Os professores e a partidarização das instituições públicas

Os professores, peão principal, dessa engrenagem para fomentar o processo de ensino-aprendizagem, não conseguem actuar, na sua totalidade, devido à provável falta de vocação, a ausência de formação pedagógica adequada, à falta de material escolar, nomeadamente, manuais escolares, para benefício de alunos e de docentes. Parece não existir um quadro jurídico que assegure a estabilidade profissional, nem tão pouco uma tabela regularizadora de habilitações próprias para o Ensino. A profissão de professor é, na actualidade, completamente desvalorizada e sem prestígio social.

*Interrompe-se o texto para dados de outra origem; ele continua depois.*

PR #1179, opened 2022-04-06
[v2] ref: Restructure commands file structure and importing process

kamilogorek:
No functional changes were done. Just internal restructuring.
The PR is based off `commands-rework` branch, thus this is where it points to.

Commands that have no subcommand are a single-file per command.

image


AbhiPrasad (approved):
didn't look too indepth, but I really like the new folder structure! RIP git blame though.

PR #1181, opened 2022-04-08
Add integration tests for basic interactions with most of the commands

kamilogorek:
image


here/api__0.json
```diff
@@ -0,0 +1 @@
+{"version":"0","auth":null,"user":null}
```
AbhiPrasad, line 1: where is this being generated?

src/api.rs
```diff
@@ -1722,7 +1728,13 @@ impl ApiResponse {
     /// non okay response codes into errors.
     pub fn into_result(self) -> ApiResult<Self> {
         if let Some(ref body) = self.body {
-            debug!("body: {}", String::from_utf8_lossy(body));
+            let body = String::from_utf8_lossy(body);
+            debug!("body: {}", body);
+
+            // Internal helper for making it easier to write integration tests.
+            if let Ok(dir) = env::var("SENTRY_DUMP") {
```
AbhiPrasad, line 1735: do we need to document `SENTRY_DUMP`? Also maybe we make the env variable more specific to sentry cli?

src/commands/login.rs
```diff
@@ -37,6 +39,12 @@ pub fn execute(matches: &ArgMatches) -> Result<()> {
             .unwrap_or("<unknown>")
     );
 
+    // It's not currently possible to easily mock I/O with `trycmd`,
+    // but verifying that `execute` is not panicking, is good enough for now.
+    if env::var("TEST").is_ok() {
```
AbhiPrasad, line 44: `TEST` is also pretty generalized, maybe we choose a more specific env variable name?

We should also debug log so it's clear why we are skipping the rest of `execute`.

This also applies to the rest of the usages of `env::var("TEST")`

src/api.rs
```diff
@@ -1864,6 +1876,26 @@ fn log_headers(is_response: bool, data: &[u8]) {
     }
 }
 
+fn dump_response(mut dir: String, url: &str, body: String) {
```
AbhiPrasad, line 1879: shouldn't this return an error vs. emitting a panic that bubbles up?

tests/integration/debug_files/upload.rs
```diff
@@ -0,0 +1,68 @@
+use crate::integration::{mock_endpoint, register_test, EndpointOptions};
+
+// NOTE: I have no idea why this is timing out on Windows.
+// I verified it manually, and this command works just fine. — Kamil
+#[cfg(not(windows))]
+#[test]
+fn command_debug_files_upload_help() {
+    register_test("debug_files/debug_files-upload-help.trycmd");
```
AbhiPrasad, line 8: windows CI is notoriously slow, esp for I/O operations. We ran into this when trying to run the Node CI in JS on windows: https://github.com/getsentry/sentry-javascript/pull/4616. Maybe we leave a TODO comment on the command as a future performance optimization?

Even opening a GH issue with the list of these disabled tests with `help wanted` might be nice, maybe somebody else can help figure it out for us!

AbhiPrasad (approved):
Nice, good changes!

here/api__0.json
kamilogorek: Whoops. Removed.

src/api.rs
kamilogorek: I'd not do that tbh. It's only a helper for me, to make writing tests for all existing commands easier. I might remove it in the future entirely. Added better comment, renamed it and handled errors.

src/commands/login.rs
kamilogorek: Updated.

tests/integration/debug_files/upload.rs
kamilogorek: Updated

A exagerada partidarização das instituições públicas São-tomenses, a que a Escola não está imune, cria sérios bloqueios aos potenciais candidatos, o que não facilita a colocação em tempo útil dos docentes, nem tão pouco a transparência do processo. Passados que foram quatro décadas e meia de independência – cerca de 47 anos – os sucessivos Governos jamais conseguiram apresentar políticas de ensino credíveis, que satisfaçam a população da novel República.

Como minorar os danos?

              A forma de minorar os danos assenta fundamentalmente em três instituições sociais: o Estado, a Família e a Escola.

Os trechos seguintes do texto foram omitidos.